HMS Aboukir was a Middling Type, 74-gun, third rate ship of the line of the Courageux Class, built under Navy Board contract by Thomas and Josiah Brindley at the Quarry House shipyard in Frindsbury.


The Quarry House shipyard on the banks of the river Medway, on the current site of the Canal Tavern was the largest privately owned shipyard on the Medway and at the time they won the contract to build the ship, she was the largest ship they had built. The shipyard's previous owners, Greaves had built HMS Bellerophon (74) and launched her in 1786.


The Courageux Class was a group of six ships, all of which were built in Kent shipyards. Their design was a direct copy of the ex-French HMS Courageux, which had originally been built in Brest as far back as 1753 and was captured during the Seven Years War in 1761, in a remarkable single-ship action by HMS Bellona (74). She served the Royal Navy through the American War of Independence and into the French Revolutionary War before being wrecked with heavy loss of life on the coast of Morocco in December of 1796. Significantly larger than the 74-gun ships the British were building at the time she was captured, her performance and excellent sailing during the American War of Independence convinced the British to copy the design. The first four ships were ordered during the war, but none were ready before it ended. The first ship, HMS Carnatic, was built at Deptford Royal Dockyard and was launched in January of 1783 and for that reason, the class is also known as the Carnatic Class. Of the other ships, HMS Colossus was built under contract by William Cleverley at Gravesend and was launched in 1787, HMS Leviathan was built at the Chatham Royal Dockyard and was launched in 1790, HMS Minotaur was built at the Woolwich Royal Dockyard and was launched in 1793. HMS Aboukir and HMS Bombay were ordered some twenty years after the first four ships, with HMS Bombay being built at the Deptford Royal Dockyard. The design was further refined for the forty ships of the Vengeur Class, which were slightly larger and more heavily armed.
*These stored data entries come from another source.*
PR #1549, opened 2025-03-23
scx_p2dq: Refactor load balancing

hodgesds:
Refactor dispatch load balancing to into separate helper methods. When load balancing in the dispatch path take into account configuration values for load balancing parameters and use a DSQ iterator for selecting tasks to load balance. Refactor enqueue to use pick_idle_cpu rather than reimplementing idle CPU selection.

### DIFF
--- a/scheds/rust/scx_p2dq/src/bpf/main.bpf.c
+++ b/scheds/rust/scx_p2dq/src/bpf/main.bpf.c
@@ -128,7 +128,8 @@ static struct cpu_ctx *lookup_cpu_ctx(int cpu)
 }
 
 static __always_inline u64 cpu_dsq_id(int dsq_index, struct cpu_ctx *cpuc) {
-	if (dsq_index < 0 ||
+	if (!cpuc ||
+	    dsq_index < 0 ||
 	    dsq_index > nr_dsqs_per_llc ||
 	    dsq_index >= MAX_DSQS_PER_LLC) {
 		scx_bpf_error("cpuc invalid dsq index: %d", dsq_index);
@@ -240,7 +241,9 @@ static bool is_interactive(struct task_ctx *taskc)
 static bool can_pick2(struct task_ctx *taskc)
 {
 	if (is_interactive(taskc) ||
-	    (max_dsq_pick2 && taskc->dsq_id < nr_dsqs_per_llc))
+	    !taskc->all_cpus ||
+	    taskc->is_kworker ||
+	    (max_dsq_pick2 > 0 && taskc->llc_runs < min_llc_runs_pick2))
 		return false;
 
 	return true;
@@ -293,7 +296,7 @@ static struct llc_ctx *pick_two_llc_ctx(struct llc_ctx *left,
 	int i;
 
 	if (!left || !right)
-		return left;
+		return NULL;
 
 	bpf_for(i, 0, nr_llcs) {
 		if (i >= nr_dsqs_per_llc || i < 0)
@@ -312,10 +315,9 @@ static struct llc_ctx *pick_two_llc_ctx(struct llc_ctx *left,
 	     right_queued < min_nr_queued_pick2))
 		return NULL;
 
-	if (left_queued < right_queued || left_load > right_load)
+        if (left_queued < right_queued || left_load < right_load)
 		return most_loaded ? right : left;
-
-	return most_loaded ? right : left;
+	return most_loaded ? left : right;
 }
 
 static s32 pick_two_cpu(struct task_ctx *taskc, bool *is_idle)
@@ -325,10 +327,17 @@ static s32 pick_two_cpu(struct task_ctx *taskc, bool *is_idle)
 		return -EINVAL;
 
 	struct llc_ctx *chosen;
-	struct llc_ctx *left = rand_llc_ctx();
-	struct llc_ctx *right = rand_llc_ctx();
+	struct llc_ctx *left, *right;
 	int dsq_index = taskc->dsq_index;
 	s32 cpu;
+
+	if (nr_llcs == 2) {
+		left = lookup_llc_ctx(0);
+		right = lookup_llc_ctx(1);
+	} else {
+		left = rand_llc_ctx();
+		right = rand_llc_ctx();
+	}
 
 	if (!left || !right || dsq_index > nr_dsqs_per_llc) {
 		return -EINVAL;
@@ -353,9 +362,9 @@ static s32 pick_two_cpu(struct task_ctx *taskc, bool *is_idle)
 	     right_queued < min_nr_queued_pick2))
 		return -EINVAL;
 
-	if (((left_queued > 0 || right_queued > 0) &&
+	if (((left_queued > 0 || right_queued > 0) ||
 	    left_queued < right_queued) ||
-	    left_load > right_load) {
+	    left_load < right_load) {
 		chosen = left;
 		goto pick_llc;
 	} else {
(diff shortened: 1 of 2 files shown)


scheds/rust/scx_p2dq/src/bpf/main.bpf.c
```diff
@@ -432,7 +447,8 @@ static s32 pick_idle_cpu(struct task_struct *p, struct task_ctx *taskc,
 				}
 				// Try an idle core in the LLC.
 				if (llcx->cpumask &&
-				    (cpu = scx_bpf_pick_idle_cpu(cast_mask(llcx->cpumask), SCX_PICK_IDLE_CORE)) >= 0) {
+				    (cpu = scx_bpf_pick_idle_cpu(cast_mask(llcx->cpumask), SCX_PICK_IDLE_CORE)) >= 0 &&
+				    bpf_cpumask_test_cpu(cpu, p->cpus_ptr)) {
```
multics69, line 451: I think you should test ` bpf_cpumask_test_cpu(cpu, p->cpus_ptr)` first. Otherwise, an idle CPU is booked then it turns out that idle CPU is not usable. Since there is no way to cancel the booking, it is better to check it first.

scheds/rust/scx_p2dq/src/bpf/main.bpf.c
```diff
@@ -444,15 +460,17 @@ static s32 pick_idle_cpu(struct task_struct *p, struct task_ctx *taskc,
 					goto out_put_cpumask;
 
 				if (cur_llcx->cpumask &&
-				    (cpu = scx_bpf_pick_idle_cpu(cast_mask(cur_llcx->cpumask), SCX_PICK_IDLE_CORE)) >= 0) {
+				    (cpu = scx_bpf_pick_idle_cpu(cast_mask(cur_llcx->cpumask), SCX_PICK_IDLE_CORE)) >= 0 &&
+				    bpf_cpumask_test_cpu(cpu, p->cpus_ptr)) {
```
multics69, line 464: Same here.

scheds/rust/scx_p2dq/src/bpf/main.bpf.c
```diff
@@ -444,15 +460,17 @@ static s32 pick_idle_cpu(struct task_struct *p, struct task_ctx *taskc,
...
 					stat_inc(P2DQ_STAT_WAKE_MIG);
 					*is_idle = true;
 					goto out_put_cpumask;
 				}
 
 				// Couldn't find an idle core so just migrate to the CPU
 				if (cur_llcx->cpumask &&
-				    (cpu = scx_bpf_pick_idle_cpu(cast_mask(cur_llcx->cpumask), 0)) >= 0) {
+				    (cpu = scx_bpf_pick_idle_cpu(cast_mask(cur_llcx->cpumask), 0)) >= 0 &&
+				    bpf_cpumask_test_cpu(cpu, p->cpus_ptr)) {
```
multics69, line 473: Same here.

scheds/rust/scx_p2dq/src/bpf/main.bpf.c
```diff
@@ -552,6 +574,7 @@ s32 BPF_STRUCT_OPS(p2dq_select_cpu, struct task_struct *p, s32 prev_cpu, u64 wak
 		stat_inc(P2DQ_STAT_IDLE);
 		u64 slice_ns = dsq_time_slice(taskc->dsq_index);
 		scx_bpf_dsq_insert(p, SCX_DSQ_LOCAL, slice_ns, 0);
+		scx_bpf_kick_cpu(cpu, SCX_KICK_IDLE);
```
multics69, line 577: You don't need kick_cpu here since the sched_ext kernel will kick the CPU when the chosen CPU is idle.

scheds/rust/scx_p2dq/src/bpf/main.bpf.c
```diff
@@ -521,12 +541,14 @@ static s32 pick_idle_cpu(struct task_struct *p, struct task_ctx *taskc,
...
 	    !interactive &&
+	    nr_idle > 1 &&
 	    (cpu = pick_two_cpu(taskc, is_idle)) >= 0) {
 		stat_inc(P2DQ_STAT_SELECT_PICK2);
 		goto out_put_cpumask;
 	}
 
-	cpu = prev_cpu;
+	if (llcx->cpumask)
+		cpu = bpf_cpumask_any_distribute(cast_mask(llcx->cpumask));
```
multics69, line 551: It is not just related to this particular line. I think `pick_idle_cpu()` in general does not properly handle when a task is affinitized. For example, I think you should choose an idle or any CPU from `llcx->cpumask` ∩ `p->cpus_ptr` not just from  `llcx->cpumask`. Or is it implemented somewhere else already?

scheds/rust/scx_p2dq/src/bpf/main.bpf.c
arighi: I think this requires another tmp cpumask, since we want to pick an idle cpu in `p->cpus_ptr & llcx->cpumask`. Hopefully the new `scx_bpf_select_cpu_and()` API will make stuff like this much easier without having to introduce other tmp cpumasks.

scheds/rust/scx_p2dq/src/bpf/main.bpf.c
arighi: I'm wondering if we should explicitly forbid using `scx_bpf_kick_cpu()` from `ops.select_cpu()` in the sched_ext core. I don't see any valid reason why you may want to kick other CPUs than the one that is returned. Even in the proactive wakeup scenario, it's more effective to do that from `ops.enqueue()`, since we still need to go through `ops.enqueue()` if we don't dispatch directly here in `ops.select_cpu()`, so it's pretty much pointless to do a kick here.

multics69: I agree.

scheds/rust/scx_p2dq/src/bpf/main.bpf.c
hodgesds: Yeah, that's a good observation. I was trying to figure that pattern out last night but was a little too tired. Let me think this through again.

scheds/rust/scx_p2dq/src/bpf/main.bpf.c
hodgesds: Yeah, I added a tmp mask to the llc_ctx. Let me add those checks.

scheds/rust/scx_p2dq/src/bpf/main.bpf.c
```diff
@@ -398,19 +409,37 @@ static s32 pick_idle_cpu(struct task_struct *p, struct task_ctx *taskc,
...
+	    !llcx->cpumask || !llcx->tmp_cpumask)
+		goto found_cpu;
+
+	bpf_cpumask_and(llcx->tmp_cpumask, idle_cpumask, cast_mask(llcx->cpumask));
+	int nr_idle = bpf_cpumask_weight(idle_cpumask);
+	if (llcx->tmp_cpumask)
+		llc_idle = bpf_cpumask_weight(cast_mask(llcx->tmp_cpumask));
+
+
+	// Special handling of tasks with custom affinities
```
hodgesds, line 433: Going to punt on the affinitized tasks for now as when trying to add a test around all the different CPU selection spots it got clunky.

scheds/rust/scx_p2dq/src/bpf/main.bpf.c
```diff
@@ -293,7 +296,7 @@ static struct llc_ctx *pick_two_llc_ctx(struct llc_ctx *left,
 	int i;
 
 	if (!left || !right)
-		return left;
+		return NULL;
```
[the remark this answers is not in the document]
hodgesds: Yeah, thanks for catching. I was looking at this code as I wasn't sure it was working properly and it seems to be a bit bugged. I think what you propose make sense. At some point I want to have a separate function for doing the comparison and try load balancing on other values.

hodgesds:
I think this should be a bit better now with the affinitized task handling.

scheds/rust/scx_p2dq/src/bpf/main.bpf.c
```diff
@@ -325,11 +327,18 @@ static s32 pick_two_cpu(struct task_ctx *taskc, bool *is_idle)
...
 	int dsq_index = taskc->dsq_index;
 	s32 cpu;
 
+	if (nr_llcs == 2) {
+		left = lookup_llc_ctx(0);
+		right = lookup_llc_ctx(1);
+	} else {
+		left = rand_llc_ctx();
+		right = rand_llc_ctx();
+	}
```
JakeHillion, line 340: nice! should behave much better on dual socket intels now.

scheds/rust/scx_p2dq/src/bpf/main.bpf.c
```diff
@@ -390,6 +399,7 @@ static s32 pick_two_cpu(struct task_ctx *taskc, bool *is_idle)
 	return -EINVAL;
 }
 
+
```
JakeHillion, line 402: ultra-nit: unnecessary. is this consistent with the style?

scheds/rust/scx_p2dq/src/bpf/main.bpf.c
```diff
@@ -761,6 +793,91 @@ void BPF_STRUCT_OPS(p2dq_stopping, struct task_struct *p, bool runnable)
 	}
 }
 
+static bool dispatch_cpu(u64 dsq_id, s32 cpu, struct llc_ctx *llcx, int dsq_index)
```
JakeHillion, line 796: nit: do you want either `__always_inline` or `__weak` here to prevent the compiler being clever?

scheds/rust/scx_p2dq/src/bpf/main.bpf.c
```diff
@@ -761,6 +793,91 @@ void BPF_STRUCT_OPS(p2dq_stopping, struct task_struct *p, bool runnable)
...
+		stat_inc(P2DQ_STAT_DISPATCH_PICK2);
+		bpf_task_release(p);
+		break;
+	}
+
+	return dispatched;
+}
+
+
+static void dispatch_pick_two(s32 cpu)
```
JakeHillion, line 849: nit: same comment about __always_inline/weak

JakeHillion (approved):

The contract for the construction of HMS Aboukir was signed on the 16th August 1800, but it was to be June of 1804 before her first keel section was laid. The ship was launched with all due ceremony into the River Medway on the 18th November 1807 and she was taken to the Royal Dockyard at Chatham to be fitted out with guns, masts and rigging. She commissioned into the Channel Fleet under Captain George Cockburn in March of 1808, but he only remained in command for a month and he was replaced firstly by Captain Percy Frazer in April and then by Captain George Parker in May. On the 7th July 1808, HMS Aboukir was declared complete at Chatham.  On completion, HMS Aboukir was a ship of 1,703 tons, she was 172ft 5in long on her upper gundeck and 140ft 2in along the keel. She was 47ft 9in wide across the beams, drew 13ft 11in of water at the bows and 18ft at the rudder. The ship was armed with 28 x 32pdr long guns on her lower gundeck, 28 x 18pdr long guns on the upper gundeck, 2 x 9pdr long guns and 2 x 32pdr carronades on her forecastle with 2 x 9pdr long guns and 12 x 32pdr carronades on her quarterdeck and 6 x 18pdr carronades on her poop deck. She was manned by a crew of 640 officers, seamen, boys and Marines.


Courageux Class Plans


Orlop Plan:





Lower Gundeck Plan:





Upper Gundeck Plan:





Quarterdeck and forecastle plans:





Inboard Profile and plan:





Sheer Plan and lines:





A digital model of HMS Colossus, also a Courageux class ship, HMS Aboukir was identical. The small white figure beneath the bowsprit gives an idea of the size of the ship.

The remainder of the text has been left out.